Issue #494, opened 2017-09-22
DayPickerInput Update From New Props


kradical:
Hello,

First of all thank you for maintaining this project! It has saved me a lot of time :).

I am currently using it in an app that uses redux-form everything works awesome except when the props get updated the logic of `DayPickerInput.componentWillReceiveProps` relies on state rather than props.

I will open up a PR and link it here. I believe I have a good fix.

🐛 If you are reporting a bug, show us how to reproduce it here:
https://codesandbox.io/s/v10o1xnm95
* type in `01/01/2007`
* click the header to change the month to February
* type in `01/01/2009`

No update of the DayPickerInput.

gpbl:
Closing this as #495 has been merged. Thanks @kradical for your contribution 💯

gpbl:
The fix has been published as in v6.2.0.

kradical:
I think it is in 6.1.1, Inspecting the code for tag 6.1.1 it seems to be. And I updated to 6.1.1 and could remove my hacky workaround! Cheers!

PR #495, opened 2017-09-22
DayPickerInput check for prop change with previous props rather than previous state

kradical:
Hello!

I filed this issue: https://github.com/gpbl/react-day-picker/issues/494.

I have tested this with dayPickerProps and without dayPickerProps.

### DIFF
--- a/src/DayPickerInput.js
+++ b/src/DayPickerInput.js
@@ -78,28 +78,28 @@ export default class DayPickerInput extends React.Component {
   }
 
   componentWillReceiveProps(nextProps) {
-    const { dayPickerProps: { month }, value } = this.props;
-    const {
-      dayPickerProps: { month: nextMonth },
-      value: nextValue,
-    } = nextProps;
+    const { dayPickerProps, value } = this.props;
+    const { dayPickerProps: nextDayPickerProps, value: nextValue } = nextProps;
 
     const hasDifferentValue = nextValue !== value;
 
-    const monthExistsOnBoth = nextMonth && month;
+    const willUpdateDayPickerMonth =
+      nextDayPickerProps.month && dayPickerProps.month;
 
-    const newMonthProp = nextMonth && !month;
+    const newMonthProp = nextDayPickerProps.month && !dayPickerProps.month;
 
     const shouldDisplayAnotherMonth =
       newMonthProp ||
-      (monthExistsOnBoth &&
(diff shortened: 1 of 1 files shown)


src/DayPickerInput.js
```diff
@@ -78,21 +78,28 @@ export default class DayPickerInput extends React.Component {
   }
 
   componentWillReceiveProps(nextProps) {
-    const { month, value } = this.state;
-    const hasDifferentValue = nextProps.value !== value;
+    const { dayPickerProps: { month }, value } = this.props;
```
gpbl: To make the code easier to understand, I usually avoid destructuring an object at the second level: could you please here just use:

```js
const { dayPickerProps, value } = this.props;
```

and update the code below? Thanks!

src/DayPickerInput.js
```diff
@@ -78,21 +78,28 @@ export default class DayPickerInput extends React.Component {
...
+    const {
+      dayPickerProps: { month: nextMonth },
+      value: nextValue,
+    } = nextProps;
+
+    const hasDifferentValue = nextValue !== value;
+
+    const monthExistsOnBoth = nextMonth && month;
```
gpbl: So this would become:

```js
const monthExistsOnBoth = nextDayPickerProps.month && dayPickerProps.month;
```

I'd change the variable name from `monthsExistsOnBoth` to `willUpdateDayPickerMonth` (I don't understand what `both` are or why a month should _exist_ or not :))

src/DayPickerInput.js
```diff
@@ -78,21 +78,28 @@ export default class DayPickerInput extends React.Component {
   }
 
   componentWillReceiveProps(nextProps) {
-    const { month, value } = this.state;
-    const hasDifferentValue = nextProps.value !== value;
+    const { dayPickerProps: { month }, value } = this.props;
+    const {
+      dayPickerProps: { month: nextMonth },
+      value: nextValue,
+    } = nextProps;
```
gpbl: Here also:

```js
dayPickerProps: nextDayPickerProps,
```

I know it's a bit more verbose, but it would really help!

src/DayPickerInput.js
kradical: Will do!

src/DayPickerInput.js
kradical: very true, will update tomorrow!

gpbl:
Thanks!

PR #498, opened 2017-09-26
Add React 16 as peer dependency

brycehill:
I didn't see an open issue/PR regarding React 16. All the tests passed and I didn't see any errors when using react-day-picker with React 16 in my app.


gpbl:
thanks!

PR #805, opened 2018-09-27
[Types] renderDay function, modifiers argument

srigaux:
The second argument of function `renderDay(date, modifiers)` should be of type `DayModifiers` instead of type `Modifiers`.


gpbl:
Thanks a lot!

Issue #130, opened 2016-02-18
UTC mode


jonathanong:
i store my dates in GMT. my dates do not care about timestamps. i noticed that when using this library, dates are always shown based on the current timezone. this is annoying because from PST, when i select a date, the day before is actually selected in the calendar.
───
#### [Work item]
If a line contains the word "rather", it counts; please state how many such lines the records above have, and nothing more.

#### [Exercise response]
2